Petersfield author Michelle Magorian has narrowly missed out on one of Britain's most prestigious literary prizes.
Her latest novel, Just Henry, was pipped to the post in the final of the 2009 Costa Book Awards, formerly known as the Whitbread Awards.
The book had already won the category for best children's book, scooping her a 5,000 cash prize, prior to tonight's ceremony at the Hotel Intercontinental, Park Lane, London.
But her novel was beaten by Sebastian Barry who won the Costa Book of the Year Award for The Secret Scripture, which centres on Rosanne McNulty, who faces an uncertain future as the hospital where she has spent the best part of her adult life prepares for closure.
The judges, chaired by Matthew Paris, described Mrs Magorian's book as 'gripping and masterful'.
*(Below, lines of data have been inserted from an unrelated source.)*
PR #1979, opened 2022-10-21
Set operating-hours 0.0.19 into Stable

BenAhrdt:
New State implemented and works for the tester fine in beta


BenAhrdt:
@Apollon77 is it possible something went wrong?
In stable there is only 0.0.18 available and in beta there is just 0.0.17

Apollon77:
Are you sure you reloaded the repo on your system?

BenAhrdt:
Yes. On my Testsystem ist Works.
Nur ob Productive Not. Bit today in the Morning its ok. Not Self (i have to refresh)
Why there is an other adapter refreshing yesterday on my system and this adapter not? The merge Is not there at the same time on different systems?

Apollon77:
In your admin adapter you have a setting how often repo is updated ... compare this between your systems. the default is "daily" aka 24h ...

PR #1980, opened 2022-10-21
set janitza-gridvis 2.1.23 into stable

BenAhrdt:
warning (logging) for axios response 404 implemented. tested => works fine.
User need this information in case of error directly. Otherwise the reading of data will be blocked.


BenAhrdt:
one more feature will be implemented

PR #1982, opened 2022-10-21
set janitza-gridvis 2.1.25 into stable

BenAhrdt:
just updated some bugfixes / comments for logging --- no functional changes


Apollon77:
honestly ... yes also with "no functional changes" we should please keep the process to have  a new version in latest for some days ... I will merge now last time directly

BenAhrdt:
OK, thanks

PR #2831, opened 2023-10-27
Add zendure-solarflow to latest

nograx:
Please add my adapter ioBroker.zendure-solarflow to latest.


mcm1957:
Thanks for spening you time to develop an adapter for ioBroker.

I'll du a detailled review the next days, but in the meantime fix issues causing the standard github tests to fail.
- fix linter errors and warningd
- ensure that integration tests do not fail (Adapter should not terminate with error if config is missing, logging an error log ishould be enough
- please note that standard github tests are mandator, so removing them is not an option.
- 
image

mcm1957:
Just for Inof:
Theres no need to close the PR to process feedback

'This is a master storyteller at work with the sort of descriptive writing that is a joy to read,' they said.
'Just Henry is a soaring, uplifting warm bath of a book - a wonderful roller-coaster of a story which we all absolutely loved.'
A scriptwriter is working on a television version of Just Henry and ITV will announce later this year whether it will go ahead with the project.
The author, who has an honorary doctorate from the University of Portsmouth, based locations in Just Henry, her first book for 10 years, on local sites. She drew on childhood memories of visits to the Kings Theatre, Southsea, and Fratton became Hatton, in the novel.
Mr Parris said they had deliberated for an hour and a quarter and that some judges could not understand the decision to which others had come.
'It really was a knife-edge up to the end,' he said.
The Costa Book Awards recognises the most enjoyable books of the last year by writers based in the UK and Ireland.
Originally established in 1971 by Whitbread, Costa took over the sponsorship of the prize in 2006.
Set in post-war Britain, Just Henry is the story of a young boy who escapes the bleakness of life through his passion for cinema.
His stepfather, whom he despises, will never compare with his dead father, a war hero.
Mrs Magorian began writing regularly while studying at the Rose Bruford College of Speech and Drama in Kent.
Having studied mime with Marcel Marceau, she went on to work in theatre, television and film, and toured her one-woman mime show in Italy and England.
Her first novel, Goodnight Mister Tom, won numerous awards and has sold more than 1.2 million copies in the UK alone.